[Stored dataset items]
◇ ◇ ◇ ◇ ◇
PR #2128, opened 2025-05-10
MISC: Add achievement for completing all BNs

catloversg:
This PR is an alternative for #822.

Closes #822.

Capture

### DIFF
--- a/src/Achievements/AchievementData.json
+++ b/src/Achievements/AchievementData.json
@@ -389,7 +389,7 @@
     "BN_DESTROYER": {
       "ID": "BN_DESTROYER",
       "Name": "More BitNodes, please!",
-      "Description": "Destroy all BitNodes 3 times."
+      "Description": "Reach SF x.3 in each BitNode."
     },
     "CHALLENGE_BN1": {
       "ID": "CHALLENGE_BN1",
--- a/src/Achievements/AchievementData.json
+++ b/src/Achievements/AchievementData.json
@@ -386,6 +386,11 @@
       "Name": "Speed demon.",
◇ ◇ ◇ ◇ ◇
- _PROBLEM_
Copy the whole of the data above exactly.

- _SOLVED PROBLEM_
PR #2128, opened 2025-05-10
MISC: Add achievement for completing all BNs

catloversg:
This PR is an alternative for #822.

Closes #822.

Capture

### DIFF
--- a/src/Achievements/AchievementData.json
+++ b/src/Achievements/AchievementData.json
@@ -389,7 +389,7 @@
     "BN_DESTROYER": {
       "ID": "BN_DESTROYER",
       "Name": "More BitNodes, please!",
-      "Description": "Destroy all BitNodes 3 times."
+      "Description": "Reach SF x.3 in each BitNode."
     },
     "CHALLENGE_BN1": {
       "ID": "CHALLENGE_BN1",
--- a/src/Achievements/AchievementData.json
+++ b/src/Achievements/AchievementData.json
@@ -386,6 +386,11 @@
       "Name": "Speed demon.",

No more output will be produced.